WHAT IS REQUIRED
Copies of all lines containing the string "doesn" are needed from the data below.

LISTED RECORDS

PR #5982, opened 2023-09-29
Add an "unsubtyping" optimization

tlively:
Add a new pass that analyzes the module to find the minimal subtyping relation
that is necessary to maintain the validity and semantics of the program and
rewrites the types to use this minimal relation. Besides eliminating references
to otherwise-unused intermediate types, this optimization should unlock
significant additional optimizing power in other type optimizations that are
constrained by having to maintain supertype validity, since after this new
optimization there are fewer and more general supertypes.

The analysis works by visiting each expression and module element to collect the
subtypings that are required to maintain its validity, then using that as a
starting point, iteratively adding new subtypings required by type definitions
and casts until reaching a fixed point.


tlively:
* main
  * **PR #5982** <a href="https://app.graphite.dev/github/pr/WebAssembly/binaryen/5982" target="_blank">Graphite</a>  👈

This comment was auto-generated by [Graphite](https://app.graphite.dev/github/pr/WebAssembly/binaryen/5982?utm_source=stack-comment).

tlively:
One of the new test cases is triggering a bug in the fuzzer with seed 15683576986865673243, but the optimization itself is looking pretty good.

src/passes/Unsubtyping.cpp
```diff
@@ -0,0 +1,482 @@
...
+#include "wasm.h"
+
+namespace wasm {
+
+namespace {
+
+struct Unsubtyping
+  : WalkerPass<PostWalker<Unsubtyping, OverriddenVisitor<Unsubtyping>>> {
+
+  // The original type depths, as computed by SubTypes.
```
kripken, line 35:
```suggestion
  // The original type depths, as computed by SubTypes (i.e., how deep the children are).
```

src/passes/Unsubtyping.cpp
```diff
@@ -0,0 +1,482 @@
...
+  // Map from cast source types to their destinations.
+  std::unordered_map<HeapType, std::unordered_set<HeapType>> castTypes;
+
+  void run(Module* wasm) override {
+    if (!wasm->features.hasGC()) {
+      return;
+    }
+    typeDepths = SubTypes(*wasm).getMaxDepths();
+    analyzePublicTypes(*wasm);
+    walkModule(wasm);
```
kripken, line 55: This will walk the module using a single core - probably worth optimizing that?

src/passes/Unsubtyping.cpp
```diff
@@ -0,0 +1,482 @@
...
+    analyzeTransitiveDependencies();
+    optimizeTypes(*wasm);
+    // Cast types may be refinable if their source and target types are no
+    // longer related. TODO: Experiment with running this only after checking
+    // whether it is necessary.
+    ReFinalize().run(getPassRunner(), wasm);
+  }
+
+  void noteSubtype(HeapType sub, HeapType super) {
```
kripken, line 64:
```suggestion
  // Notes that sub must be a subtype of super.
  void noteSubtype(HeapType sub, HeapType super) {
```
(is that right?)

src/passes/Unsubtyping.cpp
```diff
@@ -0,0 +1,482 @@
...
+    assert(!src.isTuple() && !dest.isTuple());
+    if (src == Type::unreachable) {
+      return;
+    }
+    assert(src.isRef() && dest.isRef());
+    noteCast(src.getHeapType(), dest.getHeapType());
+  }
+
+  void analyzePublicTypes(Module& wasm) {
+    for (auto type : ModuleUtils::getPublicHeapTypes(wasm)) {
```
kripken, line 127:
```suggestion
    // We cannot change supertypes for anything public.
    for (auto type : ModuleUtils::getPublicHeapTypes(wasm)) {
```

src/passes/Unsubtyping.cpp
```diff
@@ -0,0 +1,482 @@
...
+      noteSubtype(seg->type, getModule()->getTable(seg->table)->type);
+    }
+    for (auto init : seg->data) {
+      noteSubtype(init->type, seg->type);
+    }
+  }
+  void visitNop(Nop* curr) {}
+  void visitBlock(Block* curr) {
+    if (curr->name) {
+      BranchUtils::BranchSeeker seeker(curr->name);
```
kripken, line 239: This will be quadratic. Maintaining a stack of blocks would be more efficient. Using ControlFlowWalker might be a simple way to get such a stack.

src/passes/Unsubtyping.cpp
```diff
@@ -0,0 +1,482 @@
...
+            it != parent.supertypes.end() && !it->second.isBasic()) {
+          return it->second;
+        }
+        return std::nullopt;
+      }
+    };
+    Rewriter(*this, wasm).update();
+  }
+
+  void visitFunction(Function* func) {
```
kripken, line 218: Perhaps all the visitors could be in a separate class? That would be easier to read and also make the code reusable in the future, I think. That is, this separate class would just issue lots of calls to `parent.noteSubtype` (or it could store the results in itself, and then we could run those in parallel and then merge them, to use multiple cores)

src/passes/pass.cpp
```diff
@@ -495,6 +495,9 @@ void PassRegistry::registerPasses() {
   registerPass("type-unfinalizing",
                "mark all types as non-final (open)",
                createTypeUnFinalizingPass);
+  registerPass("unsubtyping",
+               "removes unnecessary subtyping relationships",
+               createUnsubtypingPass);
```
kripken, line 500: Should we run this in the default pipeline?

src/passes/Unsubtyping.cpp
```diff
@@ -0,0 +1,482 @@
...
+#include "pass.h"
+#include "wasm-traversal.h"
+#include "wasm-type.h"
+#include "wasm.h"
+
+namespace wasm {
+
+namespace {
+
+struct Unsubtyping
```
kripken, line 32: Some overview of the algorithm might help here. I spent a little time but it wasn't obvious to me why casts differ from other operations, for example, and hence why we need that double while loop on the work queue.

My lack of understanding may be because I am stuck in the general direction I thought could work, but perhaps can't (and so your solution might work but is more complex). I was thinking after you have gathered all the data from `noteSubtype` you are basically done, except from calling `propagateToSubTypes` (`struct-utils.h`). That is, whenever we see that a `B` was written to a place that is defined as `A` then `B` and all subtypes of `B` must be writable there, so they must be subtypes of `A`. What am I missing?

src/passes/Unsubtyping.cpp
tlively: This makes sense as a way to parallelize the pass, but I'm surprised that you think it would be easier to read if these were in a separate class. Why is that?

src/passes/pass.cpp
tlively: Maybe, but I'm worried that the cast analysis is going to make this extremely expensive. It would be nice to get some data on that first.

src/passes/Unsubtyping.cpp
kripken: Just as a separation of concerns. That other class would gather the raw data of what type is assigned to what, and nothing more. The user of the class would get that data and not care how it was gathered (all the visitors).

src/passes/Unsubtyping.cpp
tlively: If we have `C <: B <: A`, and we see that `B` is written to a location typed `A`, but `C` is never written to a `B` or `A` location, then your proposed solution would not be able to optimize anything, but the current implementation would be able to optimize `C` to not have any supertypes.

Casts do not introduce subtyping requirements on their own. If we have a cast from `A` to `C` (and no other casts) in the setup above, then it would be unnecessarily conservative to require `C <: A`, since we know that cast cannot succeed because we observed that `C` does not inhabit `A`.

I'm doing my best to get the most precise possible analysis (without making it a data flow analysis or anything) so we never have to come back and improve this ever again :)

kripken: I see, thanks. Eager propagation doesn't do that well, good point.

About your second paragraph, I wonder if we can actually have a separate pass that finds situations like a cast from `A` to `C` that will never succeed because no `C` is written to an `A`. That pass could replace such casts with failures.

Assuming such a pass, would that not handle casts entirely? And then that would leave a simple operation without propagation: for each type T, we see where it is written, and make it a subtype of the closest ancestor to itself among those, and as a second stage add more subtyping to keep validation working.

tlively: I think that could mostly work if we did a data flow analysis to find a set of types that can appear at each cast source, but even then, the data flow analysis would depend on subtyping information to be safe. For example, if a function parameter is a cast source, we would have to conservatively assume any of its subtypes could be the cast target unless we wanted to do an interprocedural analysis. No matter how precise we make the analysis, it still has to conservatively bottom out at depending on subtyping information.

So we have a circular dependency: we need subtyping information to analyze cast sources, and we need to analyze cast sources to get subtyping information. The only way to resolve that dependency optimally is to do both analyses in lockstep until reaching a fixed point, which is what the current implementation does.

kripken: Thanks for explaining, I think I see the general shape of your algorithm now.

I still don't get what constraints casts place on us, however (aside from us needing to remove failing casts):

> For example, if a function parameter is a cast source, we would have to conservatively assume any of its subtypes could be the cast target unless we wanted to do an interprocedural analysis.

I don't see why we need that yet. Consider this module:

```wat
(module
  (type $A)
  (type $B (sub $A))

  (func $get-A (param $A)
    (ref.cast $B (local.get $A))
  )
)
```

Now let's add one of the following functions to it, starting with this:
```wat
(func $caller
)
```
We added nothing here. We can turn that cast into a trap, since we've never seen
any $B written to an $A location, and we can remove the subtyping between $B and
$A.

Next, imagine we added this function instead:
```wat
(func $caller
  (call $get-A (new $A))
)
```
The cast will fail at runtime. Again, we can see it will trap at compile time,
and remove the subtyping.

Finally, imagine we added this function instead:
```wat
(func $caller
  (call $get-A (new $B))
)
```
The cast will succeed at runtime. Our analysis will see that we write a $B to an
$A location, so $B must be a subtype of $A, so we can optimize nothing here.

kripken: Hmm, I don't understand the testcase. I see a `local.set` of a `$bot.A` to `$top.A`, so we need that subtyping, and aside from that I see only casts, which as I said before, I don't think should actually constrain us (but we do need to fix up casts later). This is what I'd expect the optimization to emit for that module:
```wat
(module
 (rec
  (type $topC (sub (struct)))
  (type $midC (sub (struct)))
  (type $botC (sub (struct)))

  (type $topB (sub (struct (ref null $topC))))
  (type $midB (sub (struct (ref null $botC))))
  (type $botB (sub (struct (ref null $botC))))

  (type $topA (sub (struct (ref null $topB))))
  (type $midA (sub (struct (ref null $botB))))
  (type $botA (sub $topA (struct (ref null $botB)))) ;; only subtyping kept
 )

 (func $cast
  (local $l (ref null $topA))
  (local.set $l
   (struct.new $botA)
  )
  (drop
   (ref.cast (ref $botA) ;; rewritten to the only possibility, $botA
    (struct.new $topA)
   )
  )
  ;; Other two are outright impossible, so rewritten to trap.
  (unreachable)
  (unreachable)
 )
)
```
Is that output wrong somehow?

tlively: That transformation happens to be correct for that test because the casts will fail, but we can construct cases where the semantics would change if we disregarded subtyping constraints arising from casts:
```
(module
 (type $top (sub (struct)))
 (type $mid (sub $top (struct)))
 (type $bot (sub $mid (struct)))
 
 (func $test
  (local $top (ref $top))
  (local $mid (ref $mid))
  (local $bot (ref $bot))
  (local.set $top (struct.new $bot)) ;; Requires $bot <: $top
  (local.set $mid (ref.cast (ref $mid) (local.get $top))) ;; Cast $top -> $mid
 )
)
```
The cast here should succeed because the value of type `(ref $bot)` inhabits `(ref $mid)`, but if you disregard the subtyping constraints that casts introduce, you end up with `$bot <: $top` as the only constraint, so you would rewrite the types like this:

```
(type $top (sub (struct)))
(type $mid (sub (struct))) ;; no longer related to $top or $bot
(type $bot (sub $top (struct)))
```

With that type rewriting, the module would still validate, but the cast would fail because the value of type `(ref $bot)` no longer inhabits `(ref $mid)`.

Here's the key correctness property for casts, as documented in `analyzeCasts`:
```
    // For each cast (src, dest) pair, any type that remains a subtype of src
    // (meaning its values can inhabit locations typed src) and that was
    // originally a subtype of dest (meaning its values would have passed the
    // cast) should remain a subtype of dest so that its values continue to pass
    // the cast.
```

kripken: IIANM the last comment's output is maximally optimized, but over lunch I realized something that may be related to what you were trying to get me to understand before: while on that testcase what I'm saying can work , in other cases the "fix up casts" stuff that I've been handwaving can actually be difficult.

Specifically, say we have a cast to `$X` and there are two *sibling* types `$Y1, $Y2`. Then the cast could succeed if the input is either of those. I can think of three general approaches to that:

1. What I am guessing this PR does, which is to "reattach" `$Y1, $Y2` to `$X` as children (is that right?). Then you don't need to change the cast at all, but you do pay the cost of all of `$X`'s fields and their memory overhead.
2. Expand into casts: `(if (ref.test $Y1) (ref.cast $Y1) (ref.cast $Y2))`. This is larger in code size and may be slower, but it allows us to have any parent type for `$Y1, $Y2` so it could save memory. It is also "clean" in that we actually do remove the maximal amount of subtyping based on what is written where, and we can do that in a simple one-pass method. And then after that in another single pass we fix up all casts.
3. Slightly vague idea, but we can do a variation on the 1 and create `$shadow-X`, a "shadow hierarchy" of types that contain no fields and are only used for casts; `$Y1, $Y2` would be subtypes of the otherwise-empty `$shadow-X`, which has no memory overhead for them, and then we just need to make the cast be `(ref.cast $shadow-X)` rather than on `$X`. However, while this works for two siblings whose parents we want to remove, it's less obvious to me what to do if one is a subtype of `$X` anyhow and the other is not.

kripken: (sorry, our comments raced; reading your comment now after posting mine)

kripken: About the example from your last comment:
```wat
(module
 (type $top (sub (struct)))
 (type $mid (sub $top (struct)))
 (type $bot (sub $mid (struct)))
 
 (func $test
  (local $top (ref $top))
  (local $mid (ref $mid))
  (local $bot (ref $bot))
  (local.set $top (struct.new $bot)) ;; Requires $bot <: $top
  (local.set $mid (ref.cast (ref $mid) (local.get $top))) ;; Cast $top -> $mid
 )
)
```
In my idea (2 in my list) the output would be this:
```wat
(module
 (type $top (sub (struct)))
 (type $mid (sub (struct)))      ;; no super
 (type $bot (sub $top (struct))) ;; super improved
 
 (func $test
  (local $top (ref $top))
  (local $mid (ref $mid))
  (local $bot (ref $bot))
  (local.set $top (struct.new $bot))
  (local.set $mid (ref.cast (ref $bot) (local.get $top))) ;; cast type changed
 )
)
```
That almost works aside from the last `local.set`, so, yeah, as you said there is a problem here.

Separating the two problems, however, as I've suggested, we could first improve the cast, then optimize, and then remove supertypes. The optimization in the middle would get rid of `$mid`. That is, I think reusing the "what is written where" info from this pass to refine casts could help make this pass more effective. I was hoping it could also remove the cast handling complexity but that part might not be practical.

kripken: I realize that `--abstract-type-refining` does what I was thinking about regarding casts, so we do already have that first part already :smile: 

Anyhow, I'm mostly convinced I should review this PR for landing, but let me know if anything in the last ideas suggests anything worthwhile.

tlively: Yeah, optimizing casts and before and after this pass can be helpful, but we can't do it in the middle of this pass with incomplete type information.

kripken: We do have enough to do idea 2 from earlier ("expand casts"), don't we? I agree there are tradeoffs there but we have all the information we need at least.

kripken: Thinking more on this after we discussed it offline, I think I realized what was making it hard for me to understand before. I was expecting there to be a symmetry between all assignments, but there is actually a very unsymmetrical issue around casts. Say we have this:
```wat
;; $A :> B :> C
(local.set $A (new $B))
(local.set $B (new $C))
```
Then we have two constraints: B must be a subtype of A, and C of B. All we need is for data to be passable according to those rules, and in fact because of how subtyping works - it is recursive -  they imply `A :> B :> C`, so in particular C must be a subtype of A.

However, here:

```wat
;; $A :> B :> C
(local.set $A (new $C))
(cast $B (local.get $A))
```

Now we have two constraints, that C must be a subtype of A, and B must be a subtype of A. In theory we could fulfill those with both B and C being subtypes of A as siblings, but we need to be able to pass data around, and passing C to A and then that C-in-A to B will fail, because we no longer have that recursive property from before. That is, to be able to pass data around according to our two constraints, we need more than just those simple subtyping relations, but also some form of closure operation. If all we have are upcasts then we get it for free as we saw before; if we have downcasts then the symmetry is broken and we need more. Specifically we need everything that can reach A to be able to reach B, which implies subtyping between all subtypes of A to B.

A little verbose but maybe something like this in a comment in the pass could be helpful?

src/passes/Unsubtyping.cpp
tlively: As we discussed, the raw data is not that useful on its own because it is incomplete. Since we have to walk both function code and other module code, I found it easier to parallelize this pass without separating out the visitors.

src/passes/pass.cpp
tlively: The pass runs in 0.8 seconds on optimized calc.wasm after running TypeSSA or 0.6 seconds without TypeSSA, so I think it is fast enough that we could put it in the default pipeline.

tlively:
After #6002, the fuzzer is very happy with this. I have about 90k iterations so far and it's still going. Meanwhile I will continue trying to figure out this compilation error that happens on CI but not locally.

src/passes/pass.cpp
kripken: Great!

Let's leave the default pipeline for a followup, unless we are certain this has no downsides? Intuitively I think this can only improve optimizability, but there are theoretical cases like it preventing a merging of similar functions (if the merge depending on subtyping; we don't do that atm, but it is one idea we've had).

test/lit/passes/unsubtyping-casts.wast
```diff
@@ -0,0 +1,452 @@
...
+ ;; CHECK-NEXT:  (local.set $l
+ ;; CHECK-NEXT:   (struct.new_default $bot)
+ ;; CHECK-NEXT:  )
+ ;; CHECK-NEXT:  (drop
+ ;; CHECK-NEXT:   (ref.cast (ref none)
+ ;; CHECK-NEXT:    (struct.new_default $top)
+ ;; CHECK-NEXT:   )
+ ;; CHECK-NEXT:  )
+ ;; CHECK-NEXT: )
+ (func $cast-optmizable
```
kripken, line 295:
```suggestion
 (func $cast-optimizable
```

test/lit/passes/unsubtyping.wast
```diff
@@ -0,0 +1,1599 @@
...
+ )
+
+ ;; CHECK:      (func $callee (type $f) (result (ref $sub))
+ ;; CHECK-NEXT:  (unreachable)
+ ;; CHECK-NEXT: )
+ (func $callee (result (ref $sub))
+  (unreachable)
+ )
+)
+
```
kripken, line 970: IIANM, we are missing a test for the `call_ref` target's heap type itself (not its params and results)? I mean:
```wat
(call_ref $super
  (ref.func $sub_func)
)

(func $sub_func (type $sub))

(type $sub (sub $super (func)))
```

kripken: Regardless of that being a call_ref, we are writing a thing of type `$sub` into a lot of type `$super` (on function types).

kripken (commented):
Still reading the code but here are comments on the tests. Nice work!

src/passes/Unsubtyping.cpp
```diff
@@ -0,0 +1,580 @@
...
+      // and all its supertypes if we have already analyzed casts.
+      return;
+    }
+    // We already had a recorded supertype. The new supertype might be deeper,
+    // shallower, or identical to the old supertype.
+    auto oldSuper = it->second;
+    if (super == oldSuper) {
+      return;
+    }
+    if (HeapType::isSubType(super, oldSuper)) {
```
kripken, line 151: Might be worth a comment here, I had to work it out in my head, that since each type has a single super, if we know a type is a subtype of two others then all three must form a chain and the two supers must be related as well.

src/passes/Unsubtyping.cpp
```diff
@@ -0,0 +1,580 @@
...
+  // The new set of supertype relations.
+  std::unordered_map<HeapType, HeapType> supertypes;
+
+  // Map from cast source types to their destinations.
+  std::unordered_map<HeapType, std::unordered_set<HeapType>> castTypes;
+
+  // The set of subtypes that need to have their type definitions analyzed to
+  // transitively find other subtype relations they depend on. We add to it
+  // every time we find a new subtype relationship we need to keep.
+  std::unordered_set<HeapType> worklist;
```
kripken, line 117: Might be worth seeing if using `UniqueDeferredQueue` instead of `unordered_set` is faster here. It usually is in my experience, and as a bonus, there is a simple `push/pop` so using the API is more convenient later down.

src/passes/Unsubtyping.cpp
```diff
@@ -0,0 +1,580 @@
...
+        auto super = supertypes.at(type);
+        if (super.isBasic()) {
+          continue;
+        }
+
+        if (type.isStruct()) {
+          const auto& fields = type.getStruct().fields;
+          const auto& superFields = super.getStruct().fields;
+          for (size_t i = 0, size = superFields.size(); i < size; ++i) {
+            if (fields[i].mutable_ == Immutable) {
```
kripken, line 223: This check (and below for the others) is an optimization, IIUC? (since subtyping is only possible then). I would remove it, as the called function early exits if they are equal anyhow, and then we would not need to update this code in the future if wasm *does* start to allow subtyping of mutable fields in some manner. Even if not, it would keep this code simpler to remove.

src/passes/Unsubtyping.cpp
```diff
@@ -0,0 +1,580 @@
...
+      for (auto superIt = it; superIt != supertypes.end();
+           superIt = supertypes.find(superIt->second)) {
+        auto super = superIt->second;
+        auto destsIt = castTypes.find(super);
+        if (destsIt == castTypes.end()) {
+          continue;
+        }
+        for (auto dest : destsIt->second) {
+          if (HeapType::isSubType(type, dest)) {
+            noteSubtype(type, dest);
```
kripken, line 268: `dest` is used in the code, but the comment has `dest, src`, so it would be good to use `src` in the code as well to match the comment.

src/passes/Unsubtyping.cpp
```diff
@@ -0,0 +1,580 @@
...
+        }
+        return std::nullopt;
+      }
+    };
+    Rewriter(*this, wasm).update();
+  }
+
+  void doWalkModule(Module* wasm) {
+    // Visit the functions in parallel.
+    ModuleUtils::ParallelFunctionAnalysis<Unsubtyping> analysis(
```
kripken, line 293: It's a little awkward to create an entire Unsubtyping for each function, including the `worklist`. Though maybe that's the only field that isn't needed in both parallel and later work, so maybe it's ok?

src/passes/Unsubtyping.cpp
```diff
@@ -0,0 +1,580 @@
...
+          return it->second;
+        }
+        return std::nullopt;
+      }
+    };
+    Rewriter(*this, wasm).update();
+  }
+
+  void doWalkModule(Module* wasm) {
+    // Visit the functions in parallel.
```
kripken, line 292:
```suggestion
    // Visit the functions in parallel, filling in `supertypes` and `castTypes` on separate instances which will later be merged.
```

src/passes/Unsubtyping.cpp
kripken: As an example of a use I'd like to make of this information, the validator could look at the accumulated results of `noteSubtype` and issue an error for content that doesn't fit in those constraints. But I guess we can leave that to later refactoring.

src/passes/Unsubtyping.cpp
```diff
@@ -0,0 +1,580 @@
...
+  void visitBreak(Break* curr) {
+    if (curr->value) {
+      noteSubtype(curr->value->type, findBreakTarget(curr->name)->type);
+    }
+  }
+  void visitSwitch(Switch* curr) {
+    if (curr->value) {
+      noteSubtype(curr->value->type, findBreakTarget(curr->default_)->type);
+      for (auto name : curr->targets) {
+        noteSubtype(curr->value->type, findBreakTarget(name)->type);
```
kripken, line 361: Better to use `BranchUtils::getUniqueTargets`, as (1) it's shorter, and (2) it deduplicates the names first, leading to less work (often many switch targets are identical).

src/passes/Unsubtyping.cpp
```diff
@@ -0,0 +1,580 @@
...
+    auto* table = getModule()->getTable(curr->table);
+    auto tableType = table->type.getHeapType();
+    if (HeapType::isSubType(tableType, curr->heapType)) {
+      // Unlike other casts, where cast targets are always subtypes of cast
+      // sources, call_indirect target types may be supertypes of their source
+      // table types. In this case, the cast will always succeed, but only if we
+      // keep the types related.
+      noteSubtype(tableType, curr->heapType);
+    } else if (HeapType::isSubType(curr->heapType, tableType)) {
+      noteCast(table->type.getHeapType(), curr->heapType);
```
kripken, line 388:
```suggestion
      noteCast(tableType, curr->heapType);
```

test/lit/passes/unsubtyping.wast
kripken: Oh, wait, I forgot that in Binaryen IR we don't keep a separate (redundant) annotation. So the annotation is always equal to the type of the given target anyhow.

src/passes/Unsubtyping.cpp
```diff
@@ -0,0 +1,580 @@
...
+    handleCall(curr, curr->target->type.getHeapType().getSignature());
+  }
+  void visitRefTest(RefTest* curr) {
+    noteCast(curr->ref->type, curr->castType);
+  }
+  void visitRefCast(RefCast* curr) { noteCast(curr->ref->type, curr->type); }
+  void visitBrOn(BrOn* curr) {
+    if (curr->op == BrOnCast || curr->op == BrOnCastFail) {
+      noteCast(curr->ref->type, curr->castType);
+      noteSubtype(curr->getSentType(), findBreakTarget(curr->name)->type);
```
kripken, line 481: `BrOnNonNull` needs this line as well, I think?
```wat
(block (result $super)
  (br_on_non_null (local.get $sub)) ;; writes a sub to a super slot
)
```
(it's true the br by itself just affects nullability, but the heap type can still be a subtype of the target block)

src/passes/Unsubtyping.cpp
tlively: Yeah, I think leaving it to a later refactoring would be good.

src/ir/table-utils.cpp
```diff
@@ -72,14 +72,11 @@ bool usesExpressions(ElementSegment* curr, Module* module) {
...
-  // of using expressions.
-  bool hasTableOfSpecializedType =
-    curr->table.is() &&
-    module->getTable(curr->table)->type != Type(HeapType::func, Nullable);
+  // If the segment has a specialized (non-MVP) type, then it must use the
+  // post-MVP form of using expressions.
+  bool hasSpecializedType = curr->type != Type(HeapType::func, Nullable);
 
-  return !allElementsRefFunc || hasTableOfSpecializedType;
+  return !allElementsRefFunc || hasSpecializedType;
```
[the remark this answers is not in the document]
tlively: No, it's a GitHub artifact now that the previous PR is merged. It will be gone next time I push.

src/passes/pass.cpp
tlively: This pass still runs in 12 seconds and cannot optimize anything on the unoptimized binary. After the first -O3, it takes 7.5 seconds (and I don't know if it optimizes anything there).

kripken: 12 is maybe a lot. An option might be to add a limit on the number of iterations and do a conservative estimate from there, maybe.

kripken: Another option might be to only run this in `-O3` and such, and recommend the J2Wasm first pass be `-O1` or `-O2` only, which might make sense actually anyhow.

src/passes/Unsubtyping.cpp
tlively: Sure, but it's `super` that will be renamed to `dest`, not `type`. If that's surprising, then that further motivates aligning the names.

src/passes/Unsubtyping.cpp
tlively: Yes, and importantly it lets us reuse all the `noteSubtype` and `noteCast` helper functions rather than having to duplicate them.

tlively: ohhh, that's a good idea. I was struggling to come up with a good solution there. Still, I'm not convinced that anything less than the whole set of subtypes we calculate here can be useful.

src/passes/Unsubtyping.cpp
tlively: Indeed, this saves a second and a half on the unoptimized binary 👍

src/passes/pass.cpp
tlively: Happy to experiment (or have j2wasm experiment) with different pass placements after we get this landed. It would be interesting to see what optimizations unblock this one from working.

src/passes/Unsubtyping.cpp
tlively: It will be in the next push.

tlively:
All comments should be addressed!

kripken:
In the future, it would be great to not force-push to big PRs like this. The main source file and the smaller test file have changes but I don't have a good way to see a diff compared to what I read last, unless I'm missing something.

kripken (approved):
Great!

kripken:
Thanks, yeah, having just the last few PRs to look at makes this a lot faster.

YOUR RESPONSE
kripken: I see, thanks. Eager propagation doesn't do that well, good point.
kripken: As an example of a use I'd like to make of this information, the validator could look at the accumulated results of `noteSubtype` and issue an error for content that doesn't fit in those constraints. But I guess we can leave that to later refactoring.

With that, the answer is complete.